One time Mike and I were slowly drifting down the Merced, lazily fishing for trout, and we saw a pretty good sized owl perched in a small cave about three quarters of the way up a limestone cliff overhanging the water. That section of cliffs has about a thousand mud-swallow nests hanging on it. When the mud-swallows are nesting, you really don't want to be in the area, because a thousand mud-swallows flitting around overhead can become a messy situation.
Shortly after we saw the first owl another adult owl appeared from inside the nesting cave and perched, momentarily, with the first owl. Then both adult owls disappeared into the cave and there was a commotion, and we could see both adult owls, wings slightly outstretched, herding two young owls to the edge of the cave.
It was a fascinating and rare view into the world of nature, and it soon became apparent that the adult owls were going to herd the young owls out of the cave and off the edge of the cliff. It was clearly something the young owls did not want to do, and they resisted mightily. But the adult owls persisted. Once out and off the edge of the cliff, the only good options for the young owls would be to fly to the other side of the river, or fly along the river for a ways and land in the trees at the end of the cliffs, or to turn around and fly back to the nest. The other side of the river seemed the most obvious choice, and would be a relatively safe place for the young owls to fly to, as it was lined with oaks and brush.
Within a minute the adult owls had the young owls perched on the edge of the nesting cave and flapping their untested wings nervously, and then, nearly simultaneously both young owls were pushed out and began to fly for the first time in their lives. Both owls were jittery and both flew clumsily straight ahead.
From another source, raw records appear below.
PR #636, opened 2019-11-06
Remove pcap_reader_command in favor of reader_command

dominiklohmann:
This change removes `pcap_reader_command` in favor of `reader_command` and fixes `import pcap` not working with `--read`.


mavam:
Net negative commits FTW! 🥇

PR #643, opened 2019-11-08
Document new releasing workflow

0ortmann:
Update the documentation of the release workflow.

At the same time, this is a proposal for how we could format and formulate all our documentation / guides in the main repo.


0ortmann:
Merging this despite the known issue of failing Debian integration tests on Cirrus.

One of the youngsters made it almost all the way across the river, and on landing in the water swam quickly to the shore and got out. One of the adults flew immediately there and stood with the young owl as it shook the water off. The other young owl only made it halfway across the river, and then struggled against the slow current but could not make headway to reach the other side. As it struggled, the young owl's energy sagged, and as the current pushed the bird further and further down river, it struggled less and less and we could sense it was not going to make it. The adult who had stayed in the nesting cave was watching intently, but was powerless to assist the young owl while it was in the water.
After watching in silence for a while, Mike asked me what I thought we should do. We discussed the situation, and both agreed we would not interfere. This was the natural world as God ordained it to be. We were privileged to observe it in its glory. We were privileged to observe the first successful flight of an owl in nature. And we were privileged to observe this moment of failure and struggle for survival. We did not interfere, and soon the young owl stopped struggling and lay its head down in the water and drowned.
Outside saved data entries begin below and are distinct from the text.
PR #647, opened 2019-11-14
Refactor importer initialization

tobim:
The IMPORTER used to be set up with a 2-step initialization process. Some necessary parameters were passed at the call to `spawn` and others are supplied by message from the TRACKER. This PR moves all essential parameters to the spawning invocation.

Additionally, this PR factors the logic of retrieving NODE components into the dedicated functions `get_component(node_actor*)` and `get_node_component(scoped_actor&, actor)` to further decouple the TRACKER from the other actors (it is an implementation detail of the NODE and should not leak through the interface).

TODO:
- [x] Use `get_node_component()` in `source_command`.

### DIFF
--- a/libvast/src/system/sink_command.cpp
+++ b/libvast/src/system/sink_command.cpp
@@ -26,6 +26,7 @@
 #include "vast/system/query_status.hpp"
 #include "vast/system/read_query.hpp"
 #include "vast/system/signal_monitor.hpp"
+#include "vast/system/spawn_at_node.hpp"
 #include "vast/system/spawn_or_connect_to_node.hpp"
 #include "vast/system/tracker.hpp"
 
@@ -48,6 +49,10 @@ namespace vast::system {
 
 caf::message sink_command(const command::invocation& invocation,
                           actor_system& sys, caf::actor snk) {
+  // Get a convenient and blocking way to interact with actors.
+  scoped_actor self{sys};
+  auto guard = caf::detail::make_scope_guard(
+    [&] { self->send_exit(snk, exit_reason::user_shutdown); });
   // Read query from input file, STDIN or CLI arguments.
   auto query = read_query(invocation, "export.read");
   if (!query)
@@ -67,8 +72,6 @@ caf::message sink_command(const command::invocation& invocation,
     *query = to_string(ast);
     VAST_DEBUG(&invocation, "transformed expression to", *query);
   }
-  // Get a convenient and blocking way to interact with actors.
-  scoped_actor self{sys};
   // Get VAST node.
   auto node_opt
     = spawn_or_connect_to_node(self, invocation.options, content(sys.config()));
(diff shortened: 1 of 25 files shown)


libvast/src/system/spawn_consensus.cpp
```diff
@@ -46,22 +48,27 @@ maybe_actor spawn_consensus_raft(caf::local_actor* self, spawn_arguments& args)
       anon_send_exit(consensus, caf::exit_reason::user_shutdown);
     }
   );
-  return caf::actor_cast<caf::actor>(s);
+  return s;
```
dominiklohmann: Can you rename this variable to something other than just `s`, maybe `store`?

libvast/vast/system/importer.hpp
```diff
@@ -154,7 +154,7 @@ using importer_actor = caf::stateful_actor<importer_state>;
 /// @param self The actor handle.
 /// @param dir The directory for persistent state.
 /// @param batch_size The initial number of IDs to request when replenishing.
-caf::behavior importer(importer_actor* self, path dir,
+caf::behavior importer(importer_actor* self, path dir, consensus_type consensus,
```
dominiklohmann: You're missing a Doxygen comment for the new parameter here.

libvast/src/system/sink_command.cpp
```diff
@@ -88,26 +88,19 @@ caf::message sink_command(const command::invocation& invocation,
...
-        auto er = reg.components[id].find("accountant");
-        if (er != reg.components[id].end()) {
-          auto accountant = er->second.actor;
-          self->send(snk, actor_cast<accountant_type>(accountant));
-        }
-      },
-      [&](error& e) { err = std::move(e); });
-  if (err) {
-    return caf::make_message(std::move(err));
+  {
```
dominiklohmann: Can you add a comment on why this explicit scope is necessary (or, if it is not, remove it)?

libvast/vast/system/node_control.hpp
```diff
@@ -0,0 +1,57 @@
...
+
+#include <array>
+
+namespace vast::system {
+
+template <typename... Ts>
+caf::expected<caf::actor>
+spawn_at_node(caf::scoped_actor& self, caf::actor node, Ts&&... xs) {
+  caf::expected<caf::actor> result = caf::no_error;
+  self->request(node, caf::infinite, xs...)
```
dominiklohmann:
```suggestion
  self->request(node, caf::infinite, std::forward<Ts>(xs)...)
```

libvast/vast/detail/array.hpp
```diff
@@ -0,0 +1,35 @@
...
+template <typename T, std::size_t... Is>
+constexpr std::array<T, sizeof...(Is)>
+make_array(const T& value, std::index_sequence<Is...>) {
+  return {{(static_cast<void>(Is), value)...}};
+}
+
+} // namespace
+
+template <std::size_t N, typename T>
+constexpr std::array<T, N> make_array(const T& value) {
```
dominiklohmann: I'm not a fan of naming this `make_array` when it doesn't behave like the `std::make_array` that was voted into C++20.

libvast/vast/system/node_control.hpp
```diff
@@ -0,0 +1,57 @@
...
+    .receive(
+      [&](const std::string& id, system::registry& reg) {
+        auto populate = [&](auto atom) -> caf::expected<caf::actor> {
+          auto er = reg.components[id].find(to_string(atom));
+          if (er == reg.components[id].end())
+            return make_error(ec::missing_component, to_string(atom));
+          return er->second.actor;
+        };
+        size_t i = 0;
+        (..., void((*result)[i++] = populate(Atoms{})));
```
dominiklohmann: I had to stop and think about this `get_node_component` for a bit. I think it deserves a comment, and maybe `populate` should be renamed to `try_find_registered_actor` or something like that.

I have thought often of that day, and what lessons may come from it. What instincts told the adult owls that was the right time? Was it the right time? Is that the way God intends it to be for all species? Free to fly, and yet also free to fail; free, even, to die. Would more time have made a difference for the owl that drowned? What emotions did the adult owls experience, if any?
As I drift down the river of life, the answers to these questions are not yet known to me. Perhaps they never will be.